Because of recent events in America – getting a new president – (I mean, it wasn’t THAT long ago that Barrack Obama was starting his second term . . . right?) I have begun to realize that I go through my day acting like no time is passing at all. Then the day comes to an end. The sun rises again. I go back to doing basically the same thing I did yesterday . . . again hardly realizing that time is passing.
Things move so slowly in my head, but when they’ve ended it feels like I was completely robbed of the day. It feels like the year went by in no time. I often think about my life in the United States – remembering a time that seems so recent. Back when I lived in another country. When I saw the world differently. When I had loads of friends that I’d known my whole life, and when my dad was a pastor. I know that I haven’t lived there for two years, but it seems like it was yesterday. It feels like that time was robbed from me and I didn’t get to enjoy it enough. Or . . . maybe I didn’t savor it enough?

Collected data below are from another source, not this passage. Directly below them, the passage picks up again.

PR #428, opened 2025-11-02
Show variations

bastislack:
Tricks that have variations now have a dropdown button that expands a subgrid with their variations.
There have also been some layout changes to the cards in order to clean everything up.


src/assets/tricks/1.yaml
bastislack, line 1: Not sure why these files show up in this PR since they are deleted on the current 'rewrite' already...

src/components/stickable/list/StickableCard.vue
```diff
@@ -0,0 +1,71 @@
...
+
+const props = defineProps<{
+  to: string; // when present, render as RouterLink
+  class: string;
+}>();
+
+const textElement = ref<HTMLElement>();
+const isOverflowing = ref(false);
+
+const checkOverflow = () => {
```
bastislack: Please let me know if this is a very hacky solution.. It was created by my fellow AI-companion, but since I don't have a smarter solution I just used it..

src/components/stickable/list/VariationsCollapsibleWrapper.vue
bastislack, line 1: Also all the logic in this file was mainly created using AI. I spent a lot of time on this but this was the best approach in terms of how it works in the app. Let me know if this code can be simplified or written in a cleaner way.

src/components/ui/popover/Popover.vue
bastislack, line 1: Added via shadcn-vue

src/components/ui/popover/PopoverContent.vue
bastislack, line 1: Added via shadcn-vue

src/components/ui/popover/PopoverTrigger.vue
bastislack, line 1: Added via shadcn-vue

src/components/ui/popover/index.ts
bastislack, line 1: Added via shadcn-vue

src/services/searchAndFilterTricks.ts
bastislack, line 1: I changed the logic so now the favorites are shown at the top AND where-ever they were before. This seems more intuitive than when they disappear from their original place.

src/components/stickable/list/VariationsCollapsibleWrapper.vue
```diff
@@ -0,0 +1,137 @@
...
+      pendingOpenId.value = null;
+      openCollapsibleId.value = idToOpen;
+    }
+  }
+}
+
+watch(isOpen, async (open) => {
+  if (open) {
+    isAnimating.value = true;
+    await nextTick();
```
JulianDietzel: Those two lines are the same in both the if an else branch. They should be moved above the if statement.

src/components/stickable/list/FavoriteMark.vue
JulianDietzel, line 1: Don't know if this really needs to be an extra component. It seems like it is only used it one place. Keep it like this if you want but I would move the code into the also still really small `CardDecoration` component.

src/components/stickable/list/StickableCard.vue
```diff
@@ -0,0 +1,71 @@
+<script setup lang="ts">
+import { RouterLink } from 'vue-router';
+import { ref, onMounted, onBeforeUnmount, nextTick } from 'vue';
+
+const props = defineProps<{
+  to: string; // when present, render as RouterLink
```
JulianDietzel, line 8: Is this comment true? Seems to me like it would always be a RouterLink as this is the base element of the template. But perhaps there is some funky behavior of the RouterLink component when the `to` property is missing?

src/components/stickable/list/StickableCard.vue
JulianDietzel: Nitpick: Could perhaps be renamed to `updateIsOverflowing`, making the side effect of modifying the `isOverflowing` clear at first sight.

JulianDietzel: If the solution does not cause flickering when the element is removed and readded I'm happy with some hackyness for visual stuff :D. A creative solution for sure. I'd add a short comment to the code explaining that the function is in fact a bit hacky and explain what is happening in two or three sentences.

src/i18n/list/list.en.json
```diff
@@ -6,10 +6,19 @@
...
+        "title": "Personal",
+        "description": "This is a personal trick that you added to your trick-list. No-one else will be able to see this trick in their trick list."
+      },
+      "archived": {
+        "title": "Archived",
+        "description": "This trick used to be part of the official trick-list but got removed at some point."
+      },
+      "new": {
+        "title": "New",
+        "description": "This trick has been recently added to the official trick-list. Go out and try to land it!"
```
JulianDietzel: Nitpick: I'd write "trick list" instead of "trick-list". Doesn't matter much though, leave as is if you want to

src/components/stickable/list/StickableOverviewCard.vue
JulianDietzel, line 1: Either this component (/file) or `StickableCard.vue` needs a new name. It is not clear what the difference between them is. I haven't fully managed to understand all the things that this file does so I don't have solid recommendation yet. Maybe this could be the `StickableCardExtendable.vue`? I'm open for better ideas.

src/components/stickable/list/CardDecoration.vue
```diff
@@ -0,0 +1,23 @@
...
+<template>
+  <slot
+    name="decoration"
+    :isFavorite="props.isFavorite"
+    :isNew="props.isNew"
+    :status="props.status"
+  >
+    <FavoriteMark :show="props.isFavorite" />
+    <StatusIcon :isNew="props.isNew" :status="props.status" />
+  </slot>
```
JulianDietzel: Why was a slot used here? I mean yes, I guess the default content could be overwritten by inserting something into the slot but that would, in my understanding, lead to the inserted content being displayed as if the CardDecoration component was not there at all. Is there a reason why this is a slot?

If there is no good reason then this component breaks down into almost nothing and could potentially be fully removed, simply replacing every reference to it with lines 20 and 21.

I could very well be missing something though.

src/components/stickable/list/StickableCard.vue
```diff
@@ -0,0 +1,71 @@
...
+});
+</script>
+
+<template>
+  <RouterLink
+    :to="to"
+    class="p-2 rounded-sm border aspect-[7/5] flex text-center relative"
+    :class="props.class"
+  >
+    <slot name="decoration" />
```
JulianDietzel: I'm doing this review purely on GitHub right now so I don't have all my dev tools at hand. But from what I have seen this slot is always populated with the same `CardDecoration` component. If that is the case this doesn't need to be slot and can simply always contain the `CardDecoration`.
Optionally the slot could be kept with the `CardDecoration` as the default content. Then in 90% of all cases it is cleaner / shorter to use this (`StickableCard`) component while still allowing the decoration to be replaced. Though honestly, if it is not needed then I wouldn't even do that.

JulianDietzel: Since I proposed potentially dissolving the `CardDecoration` component, its content could maybe just be inserted here.

src/components/stickable/list/StickableOverviewCard.vue
```diff
@@ -19,10 +12,12 @@ const props = defineProps<{
   stickFrequency?: number;
   isFavorite: boolean;
   isNew: boolean;
+  variations: SearchItem[];
+  showVariations: boolean;
 }>();
 
-const borderClass = computed<string>(() => {
-  let stickFrequency = Math.max(0, Math.min(props.stickFrequency ?? 0, 7));
+function getBorderClass(stickFrequency?: number): string {
```
JulianDietzel: Nitpick: Not a big fan of prefixing functions with `get`. Seems useless to me 90% of the time while making the name longer. But not a real issue either :D.

src/components/stickable/list/StickableOverviewCard.vue
```diff
@@ -46,51 +41,53 @@ const fillClass = computed<string>(() => {
...
-    <div v-if="isFavorite">
-      <Icon icon="ic:round-star" class="absolute top-1 right-1 h-5 w-5 z-10" />
-      <div class="absolute top-0 right-0 w-7 h-7 z-0 blur-md rounded-full" :class="fillClass"></div>
-      <div class="absolute top-0 right-0 w-7 h-7 z-0 blur-md rounded-full" :class="fillClass"></div>
-      <div class="absolute top-0 right-0 w-6 h-6 z-0 blur-sm rounded-full" :class="fillClass"></div>
-      <div class="absolute top-0 right-0 w-6 h-6 z-0 blur-sm rounded-full" :class="fillClass"></div>
-    </div>
-
-    <div class="flex-grow flex flex-col justify-around w-full">{{ title }}</div>
+    <StickableCard :to="props.linkToDetails" :class="getComputedClass(props.stickFrequency)">
```
JulianDietzel: While this approach is ok, I believe it would be cleaner if the `StickableCard` would set its classes (and therefore its color and border) itself based on the stick frequency. I would propose for all the code of `getComputedClass` and all the functions it calls to be moved into the `StickableCard` component and adding a `stickFrequency` prop to the it. Then let the component do the computation itself.

Not strictly necessary but I think this would make the code cleaner and more readable. Also the StickableCard could be reused elsewhere and maintain consistent colors as the don't need to be inserted from the outside via the class attribute.

src/components/stickable/list/StickableOverviewCard.vue
```diff
@@ -46,51 +41,53 @@ const fillClass = computed<string>(() => {
...
-      <Badge
-        v-if="isNew"
-        class="px-2 bg-secondary-950 text-secondary-50 hover:bg-secondary-950"
-        variant="secondary"
+    <template #variations>
+      <StickableCard
+        v-for="variation in variations"
+        :key="`${variation.primaryKey[1]}:${variation.primaryKey[0]}`"
+        :to="variationLinkToDetails(variation.primaryKey)"
+        :class="getComputedClass(variation.stickFrequency)"
```
JulianDietzel: See above comment.

src/components/stickable/list/StickableOverviewCard.vue
```diff
@@ -46,51 +41,53 @@ const fillClass = computed<string>(() => {
...
+            :isNew="variation.isNew"
+            :status="variation.primaryKey[1]"
+          ></CardDecoration>
+        </template>
+        {{ variation.name }}
+      </StickableCard>
+    </template>
+  </VariationsCollapsibleWrapper>
+
+  <StickableCard v-else :to="props.linkToDetails" :class="getComputedClass(props.stickFrequency)">
```
JulianDietzel: See above comment.

src/components/stickable/list/VariationsCollapsibleWrapper.vue
```diff
@@ -0,0 +1,137 @@
...
+  ro = null;
+});
+</script>
+
+<template>
+  <!-- Use a wrapper div instead of making Collapsible use 'contents' -->
+  <div class="contents">
+    <Collapsible v-model:open="isOpen" class="contents">
+      <div class="relative">
+        <!-- Parent -->
```
JulianDietzel: Is the following slot _really_ a parent? Looks like a child to me.

src/components/stickable/list/VariationsCollapsibleWrapper.vue
JulianDietzel: I'm not all to happy with AI code noone understands but I don't have the capacities right now to deep dive into all that is going on here. So if it works I guess hope it is fine.

src/components/stickable/list/OpenCollapsibleId.ts
JulianDietzel, line 1: Why is this inside a new "top" level `key` directory instead of either directly in the `src/components/stickable/list/` or `src/util` directory?

src/routes/tricks/TrickList.vue
```diff
@@ -93,6 +101,37 @@ watch(
...
+    const newVariationsMap = new Map<string, SearchItem[]>();
+    searchResult.value?.forEach((section) => {
+      section.items.forEach((item) => {
+        const variations = getVariationsForTrick(
+          allTricks,
+          item.primaryKey[0],
+          item.primaryKey[1],
+          searchParameters.value.includedStatuses
+        );
+        if (variations.length > 0) {
```
JulianDietzel: Consider an Early Return for shallower nesting / indentation. (`if (variations.length) == 0) return`)

JulianDietzel (changes requested):
Thanks for all the work. Haven't run the code but only looked at it so far. Here is the stuff I noticed.

For next time it would be easier for me to have a smaller MR to review. I couldn't really do it justice as I just don't have the capacities to check this much code after a day of reading a lot of code already. This kind of feature would have resulted in a large MR no matter what you do but I feel like the removal of the .yml files and the changes to the handling of the favorites could have been in two extra MRs.

Thanks again though!

src/components/stickable/list/StickableCard.vue
bastislack: This was probably created by AI and I missed it

src/components/stickable/list/StickableCard.vue
bastislack: Added a comment to explain the hacky solution :D

src/components/stickable/list/VariationsCollapsibleWrapper.vue
bastislack: Not too happy with this code either, but it seems to work and without it this feature would have taken forever :D

src/components/stickable/list/StickableOverviewCard.vue
bastislack: I renamed `StickableOverviewCard` to `StickableSearchResult` because this component is what appears on the top-level in the trick list and then checks whether there are any variations, then conditionally shows these. Also the colors for the stickFrequency are applied here and passed to the underlying `StickableCard`.

src/components/stickable/list/CardDecoration.vue
bastislack: I initially thought it's nice to have it be overridable, but since we're not using it I removed it again. I'd still keep the Decoration component for now because I feel there is gonna be more things going there at some point (e.g. the number that shows the difficulty of the variations).

src/components/stickable/list/StickableCard.vue
bastislack: I think one reason, why I kept the Decoration in this component (filling its slot), is because it saves me one pass of the props (isFavorite, etc...). But I guess this is not a reason enough to make this design decision. I moved the Decoration directly into the StickableCard now

src/components/stickable/list/StickableOverviewCard.vue
bastislack: True it does look much better now

src/components/stickable/list/VariationsCollapsibleWrapper.vue
bastislack: I removed the comment, since I think it's not really necessary. But in terms of the collapsible that is the 'parent card' from which all the variations are then shown.

JulianDietzel (approved):
Looks good now :+1:

JulianDietzel:
I just ran the code and noticed that on my machine sometimes the collapsible menu flickers, which then causes the texts of the cards two rows down to flicker (at a different rythm). If the wrong row flickers, the heading below it will jiggle up and down at an irregular interval.

Also a lot more tricks are now hidden in submenus than I expected. Ill play with it a bit more and we can talk about this in the next meeting.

No, time isn’t very kind to us. It seems to us that it steals and it tricks. We get older. We leave things behind. We change. I will be a completely different person when I die compared to when I was born. It isn’t fair, right?
But, when I think about it very carefully, I realize that time teaches us something important. The time passing teaches us not to be afraid of the future and not to forget the past, because we’ve survived both before. Both are gifts too often overlooked. I know I overlook it. So . . . look forward and make sure to never forget what happened to you a long time ago. But remember to live now, because you won’t have now forever.